THE DOCTRINE OF CREATION 

Avicenna had learned from certain hints in al-Fārābī that the exoteric teachings of Plato regarding “forms,” “creation,” and the immortality of individual souls were closer to revealed doctrines than the genuine views of Aristotle, that the doctrines of Plotinus and later Neoplatonic commentators were useful in harmonizing Aristotle’s views with revealed doctrines, and that philosophy must accommodate itself to the divine law on the issue of creation and of reward and punishment in the hereafter, which presupposes some form of individual immortality. 

Following al-Fārābī’s lead, Avicenna initiated a full-fledged inquiry into the question of being, in which he distinguished between essence and existence. He argued that the fact of existence cannot be inferred from or accounted for by the essence of existing things and that form and matter by themselves cannot interact and originate the movement of the universe or the progressive actualization of existing things. Existence must, therefore, be due to an agent-cause that necessitates, imparts, gives, or adds existence to an essence.

To do so, the cause must be an existing thing and coexist with its effect. The universe consists of a chain of actual beings, each giving existence to the one below it and responsible for the existence of the rest of the chain below. Because an actual infinite is deemed impossible by Avicenna, this chain as a whole must terminate in a being that is wholly simple and one, whose essence is its very existence, and therefore is self-sufficient and not in need of something else to give it existence. Because its existence is not contingent on or necessitated by something else but is necessary and eternal in itself, it satisfies the condition of being the necessitating cause of the entire chain that constitutes the eternal world of contingent existing things.

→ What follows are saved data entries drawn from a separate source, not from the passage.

PR #1241, opened 2017-03-13
Fix GH-1199: iterate over languages for views without l10n files

### LINKED ISSUE #1199: Terms of Use, Search & Privacy Policy pages language setting immediately resets to English
**TL;DR:** Change the language on the Terms of Use or Privacy Policy page to Farsi. Note that the page refreshes immediately and the language is reset to English.

This isn't Farsi-specific. If you choose Chinese or German the same behaviour exists. (I think probably it will happen for any language besides English.)

Re Terms of Use: On Production, if you choose Farsi, the footer is translated. (We don't translate legal pages, I think, so @chrisgarrity & I weren't expecting the body to be translated, but the footer should still be translatable.)

I saw this on an iPad + Safari, and Mac OS El Capitan + Chrome 56, and Ubuntu 16.04 + Firefox 51.0.1.

mewtaylor:
Fixes #1199 by continuing the iteration over languages even if a view doesn’t have an l10n file. The issue was that only the `en` language object was getting added when the view didn’t have an l10n file, because of the `hasOwnProperty` check. This adjusts it to iterate over languages anyways, and only ouput the `No translations for…` message if it’s for a language of a view that does have an l10n file.

### Test Cases ###
* Change language on the homepage. Go to `/terms_of_use` – the header and footer should be translated, and the langue in the dropdown should match what you changed it to

### DIFF
--- a/bin/build-locales
+++ b/bin/build-locales
@@ -233,7 +233,8 @@ async.forEachLimit(views, 5, function (view, cb) {
     cb();
 }, function (err) {
     if (err) {
-        process.stdout.write('Writing intl files completed with errors\n');
+        process.stdout.write('Writing intl files no haz successes\n');
+        process.exit(1);
     }
     return;
 });
--- a/bin/build-locales
+++ b/bin/build-locales
@@ -189,48 +189,39 @@ async.forEachLimit(views, 5, function (view, cb) {
     var viewLocales = {};
     viewLocales['en'] = merge({}, generalLocales['en'], defaultLocales[view]);
 
-    if ( defaultLocales.hasOwnProperty(view) ) {
-        // merge view specific english strings, first then other languages
-        process.stdout.write('Merging translations for ' + view + '\n');
-        async.forEach(allLangs, function (isoCode, cb) {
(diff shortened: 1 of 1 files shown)


bin/build-locales
```diff
@@ -189,56 +189,47 @@ async.forEachLimit(views, 5, function (view, cb) {
...
+                    return cb();
+                } else {
                     return cb(err);
                 }
-            });
+            }
+            try {
+                viewLocales[isoCode] = merge({}, generalLocales[isoCode], JSON.parse(data));
+            } catch (e) {
+                return cb(e);
```
chrisgarrity: We should probably do something better with errors from JSON.parse. Would it make sense to merge in the English ones before returning the error to the callback?

mewtaylor: 👍 I would be up for causing the whole translations build to exit on an error in this case

chrisgarrity: I agree - let's fail hard on this one. It means that data in the scratch_translations repo is bad and probably we should fix it upstream.

chrisgarrity:
Looking good on staging.

PR #1271, opened 2017-04-14
Fix gh-875: Double Search Bar

### LINKED ISSUE #875: Do we want to keep double search bars on new Search page?
From discussion with @carljbowman re https://github.com/LLK/scratch-www/pull/871, once we have implemented https://github.com/LLK/scratch-www/issues/678, there will be two search bars with the search term displayed on the new Search page. Do we like that design?

out

TheGrits:
Resolves #875 

## Test cases:
- Search bar in actual search page should be removed
- Search bar in nav-bar should still be there

Cc @carljbowman


TheGrits:

PR #1272, opened 2017-04-17
Alphabetize Routes List

TheGrits:
No issue logged for this, just something I thought I would do because I find it annoying when things aren't sorted.

I didn't change the routes themselves, I just sorted them by copy-pasting.

Feel free to take it or leave it.

## Test cases:
- Just make sure that the pages a routing properly still

### DIFF
--- a/src/routes.json
+++ b/src/routes.json
@@ -1,17 +1,5 @@
 [
     {
-        "name": "splash",
-        "pattern": "^/?$",
-        "routeAlias": "/?$",
-        "view": "splash/splash",
-        "title": "Imagine, Program, Share"
-    },
-    {
-        "name": "splash-redirect",
-        "pattern": "^///?$",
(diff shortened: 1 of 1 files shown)


TheGrits:

mewtaylor:
@TheGrits sorry this has taken a while for me to get to, to the point that there are now new routes that need to be added to this – if you have the time/desire, would you mind doing the following things:

1. Adding the new routes that we have now (like `/tips` for instance)
2. Separating out the `redirect` routes into a separate section, below the alphabetized routes – I was thinking it might be helpful to have those be a separate section

Thoughts?

TheGrits:
@mewtaylor Maybe I should start a new PR to rebase it?

mewtaylor:
@TheGrits yeah that'd be really helpful, thanks so much!

PR #1275, opened 2017-04-19
Add card translations

seotts:
Added translated cards for ca, es, and zh-tw (all cards) and sv (Scratch2 cards)

Addresses scratchr2 issue #4533


bin/lib/localized-urls.json
```diff
@@ -1,23 +1,68 @@
...
+    	"ttt.DressupGuideLoc": "/pdfs/guides/DressupGuide.pdf",
+    	"ttt.StoryActivityLoc": "/pdfs/cards/StoryCards.pdf",
+    	"ttt.StoryGuideLoc": "/pdfs/guides/StoryGuide.pdf"
     },
     "ar": {
         "cards.starterLink": "//cdn.scratch.mit.edu/scratchr2/static/pdfs/help/ar/Scratch2Cards.pdf"
     },
     "ca": {
-        "cards.starterLink": "//cdn.scratch.mit.edu/scratchr2/static/pdfs/help/ca/Scratch2Cards.pdf"
+        "cards.starterLink": "//cdn.scratch.mit.edu/scratchr2/static/pdfs/help/ca/Scratch2Cards.pdf",
```
chrisgarrity: We can't have cards.starterLink multiple times in a single locale, here and line 53. We probably just want to keep the newer one.

bin/lib/localized-urls.json
```diff
@@ -54,5 +121,34 @@
     },
     "sl": {
         "cards.starterLink": "//cdn.scratch.mit.edu/scratchr2/static/pdfs/help/sl/Scratch2Cards.pdf"
+    },
+    "sv": {
+        "cards.starterLink": "/pdfs/cards/sv/Scratch2Cards.pdf"
+    },
+    "zh-tw": {
+        "cards.starterLink": "//cdn.scratch.mit.edu/scratchr2/static/pdfs/help/zh-tw/Scratch2Cards.pdf",
```
chrisgarrity: Another duplicate

seotts:
@chrisgarrity I removed the scratchr2 link for ca. Looking closer, I don't think there's a translation of the Scratch2 starter cards for zh-tw, so I removed both starterLinks for that

bin/lib/localized-urls.json
```diff
@@ -137,7 +135,6 @@
         "cards.petLink": "/pdfs/cards/zh-tw/PetCards.pdf",
         "cards.pongLink": "/pdfs/cards/zh-tw/PongCards.pdf",
         "cards.raceLink": "/pdfs/cards/zh-tw/RaceGameCards.pdf",
-        "cards.starterLink": "/pdfs/cards/zh-tw/Scratch2Cards.pdf",
```
chrisgarrity: Whoops, looks like both copies were removed for zh-tw. We still want this one I think.

chrisgarrity: Never mind, I missed the comment - good catch!

PR #1287, opened 2017-04-25
Use custom VCL for Pass/!Pass conditions

mewtaylor:
We’ve now exceeded our max number of characters for a condition in the Fastly API, and we need to make it larger to accommodate regex conditionals that can match on any of the routes in www currently.

This fixes the issue by moving the conditions – and the states that are affected by it, like setting the backend or cache ttls – to two custom vcl files that are updated via the Fastly API. One is for the `vcl_rev` config, and one is for the `vcl_fetch` config.

I chose to build the strings for these conditions manually rather than adding in a vcl-formatting package due to the decision to go the route of using custom vcl for now. This is because custom vcl can (and should, here) can be snippets of vcl, and most tools i was looking at were designed to build full vcl files rather than partial components.


bin/lib/fastly-extended.js
```diff
@@ -166,5 +166,94 @@ module.exports = function (apiKey, serviceId) {
...
+     */
+    fastly.setResponseTTL = function (condition) {
+        return '' +
+            'if (' + condition + ') {\n' +
+            '    set beresp.ttl = 0s;\n' +
+            '    set beresp.grace = 0s;\n' +
+            '    return(pass);\n' +
+            '}\n';
+    };
+
```
rschamp: Since `setBackend`, `setForwardHeaders`, and `setResponseTTL` only return strings, I don't think they make sense to add to the `fastly` module, since here `set` usually means actually interacting with the API, so I would expect these to actually make requests to the API.

I think these would make more sense in configure-fastly along with the other methods there that build strings.

test/unit/test_fastly_extended_method.js
```diff
@@ -0,0 +1,43 @@
...
+tap.test('testSetTTL', function (t) {
+    var ttl = fastly.setResponseTTL('itsactuallyttyl');
+    t.equal(ttl, '' +
+        'if (itsactuallyttyl) {\n' +
+        '    set beresp.ttl = 0s;\n' +
+        '    set beresp.grace = 0s;\n' +
+        '    return(pass);\n' +
+        '}\n'
+    );
+});
```
rschamp: Thanks for adding these!  Would it be possible to add any that test these methods using the actual routes? That way we could catch PRs that will error on deployment before we actually merge.  Like, one that tests that inputting the result of getAppRouteCondition into these still returns a string (and doesn't throw an exception).

PR #1293, opened 2017-04-27
Fix gh-1292: Dropdown Mobile Un-Friendly

### LINKED ISSUE #1292: Profile Dropdown isn't Mobile Friendly
scratch mit edu- iphone 6 plus

Of course I forgot to test the dropdown on mobile. Sorry!

I'll try to figure out a patch ASAP

Related PR: #1270

TheGrits:
Fixes #1292 

Test cases:
- `min-width: 160px` should not be applied on desktop sized screens
- `min-width: 160px` should be applied to mobile sized screens

### DIFF
--- a/src/components/dropdown/dropdown.scss
+++ b/src/components/dropdown/dropdown.scss
@@ -85,7 +85,7 @@
         }
     }
     
-    @media only screen and (max-width: $mobile - 1) {
+    @media only screen and (max-width: $tablet - 1) {
         min-width: 160px;
     }
 }
--- a/src/components/dropdown/dropdown.scss
+++ b/src/components/dropdown/dropdown.scss
@@ -84,3 +84,7 @@
         }
     }
 }
+
+@media only screen and (max-width: $mobile - 1) {
+    min-width: 160px;
+}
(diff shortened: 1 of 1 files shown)


src/components/dropdown/dropdown.scss
```diff
@@ -84,3 +85,7 @@
         }
     }
 }
+
+@media only screen and (max-width: $mobile - 1) {
```
mewtaylor: I think this needs to be inside a `.dropdown` tag

TheGrits: @mewtaylor Okey dokey! I'll hop to it!

TheGrits:
@mewtaylor That should do the trick!

mewtaylor:
@TheGrits I noticed one more edge case:
screen shot 2017-05-08 at 9 48 59 am
It looks like this is due to the username being hidden in landscape too – so I think that, for the responsive check, we might want to check that it's below `$tablet` rather than below `$mobile`.

TheGrits:
@mewtaylor 👍 Done!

All creation is necessarily and eternally dependent upon God. It consists of the intelligences, souls, and bodies of the heavenly spheres, each of which is eternal, and the sublunary sphere, which is also eternal, under-going a perpetual process of generation and corruption, of the succession of form over matter, very much in the manner described by Aristotle.

THE IMMORTALITY OF INDIVIDUAL SOULS 

There is, however, a significant exception to this general rule—the human rational soul. The individual can affirm the existence of his soul from direct consciousness of his self (what he means when he says “I”) and imagine this happening even in the absence of external objects and bodily organs. This proves, according to Avicenna, that the soul is indivisible, immaterial, and incorruptible substance, not imprinted in matter, but created with the body, which it uses as an instrument. Unlike other immaterial substances (the intelligences and souls of the spheres), it is not preeternal but is generated, or made to exist, at the same time as the individual body, which can receive it, is formed.

The composition, shape, and disposition of its body and the soul’s success or failure in managing and controlling it, the formation of moral habits, and the acquisition of knowledge all contribute to its individuality and difference from other souls. Though the body is not resurrected after its corruption, the soul survives and retains all the individual characteristics, perfections or imperfections, that it achieved in its earthly existence and in this sense is rewarded or punished for its past deeds. Avicenna’s claim that he has presented a philosophic proof for the immortality of generated (“created”) individual souls no doubt constitutes the high point of his effort to harmonize philosophy and religious beliefs.